PR #2082, opened 2026-07-10
PP-15378 Add tests for logout mechanism

hjvoid:
Amending clear session to a full logout. Adding a test to check:

- `revokeSession` is being called.
- redirects to `/auth` after logout
- if logout fails an error is raised

### DIFF
--- a/src/lib/auth.spec.js
+++ b/src/lib/auth.spec.js
@@ -105,4 +105,78 @@ describe('Authorisation middleware', () => {
       sinon.assert.calledWith(send, 'User does not have permissions to access the resource')
     })
   })
+
+  describe('Github logout redirect flow', () => {
+    it('redirects to /auth after logout', async () => {
+      const req = {
+        user: {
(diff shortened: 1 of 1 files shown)


src/lib/auth.spec.js
```diff
@@ -105,4 +105,78 @@ describe('Authorisation middleware', () => {
...
+
+      await auth.revokeSession(req, res, nextSpy)
+
+      sinon.assert.calledOnce(req.logout)
+      sinon.assert.calledWith(res.redirect, 303, '/auth')
+      sinon.assert.notCalled(nextSpy)
+    })
+  })
+
+  describe('Github logout redirect flow', () => {
```
marcotranchino: could this be named Github grant revocation?

hjvoid: Good shout. Amended 👍

marcotranchino (approved):
Nice work! 🎉

PR #2084, opened 2026-07-14
PP-15180 Switch to new GitHub org OAuth variables

benjamb:
As part of the migration to the new `govuk-pay` organisation, we need to update the organisation ID and team IDs used with the GitHub API for determining user permissions.

I've added these as new variables, partially to make it (hopefully) a little clearer, but also to avoid breaking anything by doing something out of sequence (overwriting environment variables before the code can properly handle the change).


SandorArpa (approved):
LOKTM

PR #2087, opened 2026-07-16
PP-15180 Log the actual error when hitting permissions issues

benjamb:
The existing logging for permissions issues doesn't log the actual error message from the GitHub API. Add the error log to aid in debugging.


SandorArpa (approved):
LGTM

PR #2105, opened 2026-08-13
PP-15634 Add Adyen to PSP switch choices in toolbox

ralphm10:
- Add Adyen to switching payment provider options (radio buttons list) on PSP switch page 
- Remove manage `Switching PSP` function from the `Configuration` section of gateway account view, for test gateway accounts

Functionality already exists in [switch_psp.http.ts](https://github.com/alphagov/pay-toolbox/blob/master/src/web/modules/gateway_accounts/switch_psp/switch_psp.http.ts) to call connector, so selecting the “Adyen” radio button and submitting the form results in the `provider_switch_enabled` boolean on the gateway account being set to true, and an empty Adyen credential being created on the `gateway account`

***

Screenshot 2026-08-13 at 13 44 35

***

Screenshot 2026-08-13 at 13 46 37


src/web/modules/gateway_accounts/detail.njk
```diff
@@ -5,8 +5,6 @@
 {% from "common/json.njk" import json %}
 {% extends "layout/layout.njk" %}
 
-{% set isTestData = not account.live %}
```
DomBelcher, line 8: Was this only used in `switch_psp.njk`?

ralphm10: Good point - no, it is used in [layout.njk](https://github.com/alphagov/pay-toolbox/blob/master/src/web/modules/layout/layout.njk#L134:L139) so I have added back in. 

(In `switch_psp/switch_psp.njk` I assume it is ok to remove as it is not possible to access in test mode now)

DomBelcher (approved):
Nice work

PR #938, opened 2026-05-04
fix: relax backgrounds shape assertion when packed=True

### LINKED ISSUE #826: assert on  backgrounds.shape seems wrong in function "rasterize_to_pixels" when packed is True
Assert on backgrounds.shape seems wrong when packed is True. When viewmats shape is C x 4 x 4, backgrounds should always be C x D since backgrounds for each image could be different. The corresponding code is here: https://github.com/nerfstudio-project/gsplat/blob/65042cc501d1cdbefaf1d6f61a9a47575eec8c71/gsplat/cuda/_wrapper.py#L598

jashshah999:
## What

When `packed=True`, `means2d.shape` is `(nnz, 2)` so `image_dims = means2d.shape[:-2]` is `()`. The assertion `backgrounds.shape == () + (channels,)` then requires backgrounds to be `(channels,)`, but it should be `(C, channels)` where `C` is the number of cameras (each image can have a different background).

## Fix

When packed, only check that the last dimension of backgrounds matches `channels`. The batch dimensions vary depending on the number of cameras.

Fixes #826.

### DIFF
--- a/gsplat/cuda/_wrapper.py
+++ b/gsplat/cuda/_wrapper.py
@@ -881,7 +881,14 @@ def rasterize_to_pixels(
         assert colors.shape == image_dims + (N, channels), colors.shape
         assert opacities.shape == image_dims + (N,), opacities.shape
     if backgrounds is not None:
-        assert backgrounds.shape == image_dims + (channels,), backgrounds.shape
+        if packed:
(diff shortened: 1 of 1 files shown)


vince-brisebois (commented):
(removed)

PR #941, opened 2026-05-04
feat: add AdaptiveStrategy for auto-tuned densification

jashshah999:
## What

New densification strategy that eliminates manual threshold tuning. Instead of requiring users to set `grow_grad2d`, `prune_opa`, `grow_scale3d`, etc., AdaptiveStrategy uses a target growth rate and lets the gradient distribution determine what gets densified.

## Key Idea

Instead of: "densify anything with gradient > 0.0002" (needs per-scene tuning)

Use: "densify enough Gaussians to grow by 50% each refine step" (scene-agnostic)

The gradient threshold is computed dynamically to select the right number of Gaussians. Combined with `cap_max`, this self-regulates: grows aggressively early when the scene is under-represented, then slows naturally as it converges.

## Benchmark

Synthetic 8-view scene, 3000 steps, same initial point cloud:

| Strategy | PSNR | #Gaussians | Tuning Required |
|----------|------|-----------|----------------|
| DefaultStrategy (hand-tuned) | 34.11 dB | 125k | grow_grad2d, prune_opa, grow_scale3d, prune_scale3d, ... |
| **AdaptiveStrategy** | **34.01 dB** | 190k | grow_rate, cap_max |

Same quality, zero threshold tuning.

## Usage

```python
from gsplat import AdaptiveStrategy

strategy = AdaptiveStrategy(
    grow_rate=0.5,       # grow by 50% each refine step
    cap_max=500_000,     # stop growing at 500k Gaussians
    prune_percentile=1.0,  # prune bottom 1% by opacity
)
# Same API as DefaultStrategy otherwise
```

## How it self-regulates

1. Early training: high gradients everywhere, growth rate is achieved easily
2. Mid training: gradients decrease, threshold drops to maintain growth rate
3. At cap_max: growth equals pruning, system reaches equilibrium
4. Late training (after refine_stop_iter): no more densification, just optimization

## API

Same interface as DefaultStrategy. Only addition: pass `loss=loss.item()` to `step_post_backward` for optional plateau detection.

Includes benchmark script (`benchmark_adaptive.py`).

### DIFF
--- a/benchmark_adaptive.py
+++ b/benchmark_adaptive.py
@@ -1,0 +1,225 @@
+"""Benchmark AdaptiveStrategy vs DefaultStrategy on a synthetic scene.
+
+Generates a test scene, trains with both strategies, compares PSNR.
+"""
+
+import time
+import torch
+import numpy as np
+from torch import Tensor
+from gsplat import rasterization
+from gsplat.strategy import DefaultStrategy
+
+# Import our adaptive strategy from local
+import sys
+sys.path.insert(0, ".")
+from gsplat.strategy.adaptive import AdaptiveStrategy
+
+
+def generate_test_scene(n_points=5000, device="cuda"):
+    """Generate a random colored point cloud as initial Gaussians."""
+    torch.manual_seed(42)
+    means = torch.randn(n_points, 3, device=device) * 2.0
+    colors = torch.rand(n_points, 3, device=device)
+    scales = torch.full((n_points, 3), -3.0, device=device)  # log scale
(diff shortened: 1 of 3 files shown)


jashshah999:
Fixed. The issue was using a static percentile (which gives too few Gaussians early in training). Switched to a target-growth-rate approach: the strategy computes the gradient threshold dynamically to achieve grow_rate fraction of growth per refine step. cap_max prevents runaway.

Results on synthetic scene: 34.01 dB vs DefaultStrategy's 34.11 dB, with zero threshold tuning. Updated the PR with the fix and benchmarks.

PR #953, opened 2026-05-20
Update RelocationCUDA.cu: fix mcmc relocation_kernel: avoid pow(-1.0f, k) return "Nan"

DrShawnDai:
When I was using gsplat's MCMC strategy, I found that around line 58 in RelocationCUDA.cu calculates the new scale using `pow(-1.0f, k)`. In my case, if `-use_fast_math` is used when compiling gsplat, it may cause `pow(-1.0f, k)` to return `NaN`. So I think replacing the `pow(-1.0f, k)` calculation with `float sign = (k % 2 == 0) ? 1.0f : -1.0f` be safer and faster.

### DIFF
--- a/gsplat/cuda/csrc/RelocationCUDA.cu
+++ b/gsplat/cuda/csrc/RelocationCUDA.cu
@@ -55,7 +55,8 @@ __global__ void relocation_kernel(
     for (int i = 1; i <= n_idx; ++i) {
         for (int k = 0; k <= (i - 1); ++k) {
             float bin_coeff = binoms[(i - 1) * n_max + k];
-            float term = (pow(-1.0f, k) / sqrt(static_cast<float>(k + 1))) *
+            float sign = (k % 2 == 0) ? 1.0f : -1.0f;
+            float term = (sign / sqrt(static_cast<float>(k + 1))) *
                          pow(new_opacities[idx], k + 1);
             denom_sum += (bin_coeff * term);
         }


vince-brisebois:
Hi,
We're trying to increase our test coverage and have proposed tests to cover this feature. Please consider adding them, or otherwise create your own code to demonstrate the issue reported is actually resolved. Cheers!

gsplat/cuda/csrc/RelocationCUDA.cu
```diff
@@ -55,7 +55,8 @@ __global__ void relocation_kernel(
     for (int i = 1; i <= n_idx; ++i) {
         for (int k = 0; k <= (i - 1); ++k) {
             float bin_coeff = binoms[(i - 1) * n_max + k];
-            float term = (pow(-1.0f, k) / sqrt(static_cast<float>(k + 1))) *
+            float sign = (k % 2 == 0) ? 1.0f : -1.0f;
+            float term = (sign / sqrt(static_cast<float>(k + 1))) *
```
vince-brisebois, line 59: The relocation kernel has no test coverage anywhere in `tests/` (grep for `compute_relocation`, `relocation`, or `binoms` finds zero hits in the test suite). The bug being fixed here — `pow(-1.0f, k)` silently returning NaN, which then propagates into `denom_sum` and produces NaN `new_scales` — is exactly the kind of regression a single forward-pass test would catch. Without a test, a future refactor could reintroduce the NaN (or break sign correctness, since the new code path is also untested).

The sign-by-parity computation is also subtly different from `pow(-1.0f, k)`: it should produce identical results for non-negative integer `k`, but a test pinning the expected output against a PyTorch reference is the only way to verify behavioral equivalence.

**Suggested test** (in `tests/test_relocation.py`):

```python
# SPDX-FileCopyrightText: Copyright (c) 2026 NVIDIA CORPORATION & AFFILIATES. All rights reserved.
# SPDX-License-Identifier: Apache-2.0

"""Tests for the CUDA relocation kernel.

Verifies that gsplat.compute_relocation produces finite outputs (regression
test for the pow(-1.0f, k) -> NaN bug fixed in RelocationCUDA.cu) and that
the output matches a pure-PyTorch reference implementation of Equation (9)
from "3D Gaussian Splatting as Markov Chain Monte Carlo".

Usage:
    pytest tests/test_relocation.py -s
"""

import math

import pytest
import torch

import gsplat
from gsplat.relocation import compute_relocation

device = torch.device("cuda:0")


def _make_binoms(n_max: int) -> torch.Tensor:
    binoms = torch.zeros((n_max, n_max), device=device, dtype=torch.float32)
    for n in range(n_max):
        for k in range(n + 1):
            binoms[n, k] = math.comb(n, k)
    return binoms


def _pytorch_reference(opacities, scales, ratios, binoms, n_max):
    """Pure-PyTorch reference for Eq. (9) matching the CUDA kernel."""
    N = opacities.shape[0]
    new_opacities = 1.0 - (1.0 - opacities) ** (1.0 / ratios.float())
    new_scales = torch.empty_like(scales)
    for idx in range(N):
        n_idx = int(ratios[idx].item())
        denom_sum = 0.0
        for i in range(1, n_idx + 1):
            for k in range(i):
                sign = 1.0 if (k % 2 == 0) else -1.0
                bin_coeff = binoms[i - 1, k].item()
                term = (sign / math.sqrt(k + 1)) * (
                    new_opacities[idx].item() ** (k + 1)
                )
                denom_sum += bin_coeff * term
        coeff = opacities[idx].item() / denom_sum
        new_scales[idx] = coeff * scales[idx]
    return new_opacities, new_scales


@pytest.mark.skipif(not torch.cuda.is_available(), reason="No CUDA device")
@pytest.mark.skipif(
    not hasattr(torch.ops.gsplat, "relocation"),
    reason="relocation op not built",
)
class TestRelocation:
    def test_outputs_are_finite(self):
        """Regression test for the pow(-1.0f, k) -> NaN bug.

        Before the fix, denom_sum became NaN on affected platforms,
        producing NaN new_scales. Exercise a wide range of ratios so
        we hit large k values where the bug manifested.
        """
        torch.manual_seed(0)
        n_max = 51
        binoms = _make_binoms(n_max)
        N = 256
        opacities = torch.rand(N, device=device, dtype=torch.float32) * 0.9 + 0.05
        scales = torch.rand(N, 3, device=device, dtype=torch.float32) + 0.1
        # Cover small and large ratios (the bug was worse for large k)
        ratios = torch.randint(1, n_max + 1, (N,), device=device, dtype=torch.int32)

        new_opacities, new_scales = compute_relocation(
            opacities, scales, ratios, binoms
        )

        assert torch.isfinite(new_opacities).all(), "new_opacities contains NaN/Inf"
        assert torch.isfinite(new_scales).all(), "new_scales contains NaN/Inf"
        assert (new_opacities > 0).all() and (new_opacities <= 1).all()
        assert (new_scales > 0).all()

    def test_matches_pytorch_reference(self):
        """CUDA output should numerically match a pure-PyTorch reference."""
        torch.manual_seed(1)
        n_max = 51
        binoms = _make_binoms(n_max)
        N = 32
        opacities = torch.rand(N, device=device, dtype=torch.float32) * 0.8 + 0.1
        scales = torch.rand(N, 3, device=device, dtype=torch.float32) + 0.1
        ratios = torch.randint(1, n_max + 1, (N,), device=device, dtype=torch.int32)

        actual_op, actual_sc = compute_relocation(
            opacities.clone(), scales.clone(), ratios.clone(), binoms
        )
        expected_op, expected_sc = _pytorch_reference(
            opacities, scales, ratios, binoms, n_max
        )

        torch.testing.assert_close(actual_op, expected_op, rtol=1e-4, atol=1e-5)
        torch.testing.assert_close(actual_sc, expected_sc, rtol=1e-3, atol=1e-4)

    def test_ratio_one_is_identity_like(self):
        """Edge case: ratio==1 means n_idx==1, so the inner loop runs once
        with k==0 (sign==+1). new_opacities should equal opacities.
        """
        binoms = _make_binoms(51)
        opacities = torch.tensor([0.1, 0.5, 0.9], device=device, dtype=torch.float32)
        scales = torch.ones(3, 3, device=device, dtype=torch.float32)
        ratios = torch.ones(3, device=device, dtype=torch.int32)

        new_op, new_sc = compute_relocation(opacities, scales, ratios, binoms)

        torch.testing.assert_close(new_op, opacities, rtol=1e-5, atol=1e-6)
        assert torch.isfinite(new_sc).all()

    def test_empty_input(self):
        """Edge case: N==0 should be a no-op (the launcher early-returns)."""
        binoms = _make_binoms(51)
        opacities = torch.empty(0, device=device, dtype=torch.float32)
        scales = torch.empty(0, 3, device=device, dtype=torch.float32)
        ratios = torch.empty(0, device=device, dtype=torch.int32)

        new_op, new_sc = compute_relocation(opacities, scales, ratios, binoms)

        assert new_op.shape == (0,)
        assert new_sc.shape == (0, 3)
```

---
*Generated by a review agent (test coverage)*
_ _ _ _ _
Show the lines from the data above that contain the string "spec".

» **Result for this exercise**
--- a/src/lib/auth.spec.js
+++ b/src/lib/auth.spec.js
src/lib/auth.spec.js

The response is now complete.